[Exercise materials Boundary: Start]

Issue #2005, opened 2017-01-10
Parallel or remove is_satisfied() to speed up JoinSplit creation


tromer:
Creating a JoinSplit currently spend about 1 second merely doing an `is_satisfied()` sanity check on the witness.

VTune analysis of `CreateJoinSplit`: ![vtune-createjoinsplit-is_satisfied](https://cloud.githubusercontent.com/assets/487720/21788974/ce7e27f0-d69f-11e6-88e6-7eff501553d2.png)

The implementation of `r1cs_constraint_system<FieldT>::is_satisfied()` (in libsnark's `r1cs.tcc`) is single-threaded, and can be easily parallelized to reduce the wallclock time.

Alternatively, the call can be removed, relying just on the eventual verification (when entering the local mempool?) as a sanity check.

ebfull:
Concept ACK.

[Exercise materials Boundary: End]

Your assignment |
Retype all of the records above without a single alteration.

Task output |
Issue #2005, opened 2017-01-10
Parallel or remove is_satisfied() to speed up JoinSplit creation


tromer:
Creating a JoinSplit currently spend about 1 second merely doing an `is_satisfied()` sanity check on the witness.

VTune analysis of `CreateJoinSplit`: ![vtune-createjoinsplit-is_satisfied](https://cloud.githubusercontent.com/assets/487720/21788974/ce7e27f0-d69f-11e6-88e6-7eff501553d2.png)

The implementation of `r1cs_constraint_system<FieldT>::is_satisfied()` (in libsnark's `r1cs.tcc`) is single-threaded, and can be easily parallelized to reduce the wallclock time.

Alternatively, the call can be removed, relying just on the eventual verification (when entering the local mempool?) as a sanity check.

ebfull:
Concept ACK.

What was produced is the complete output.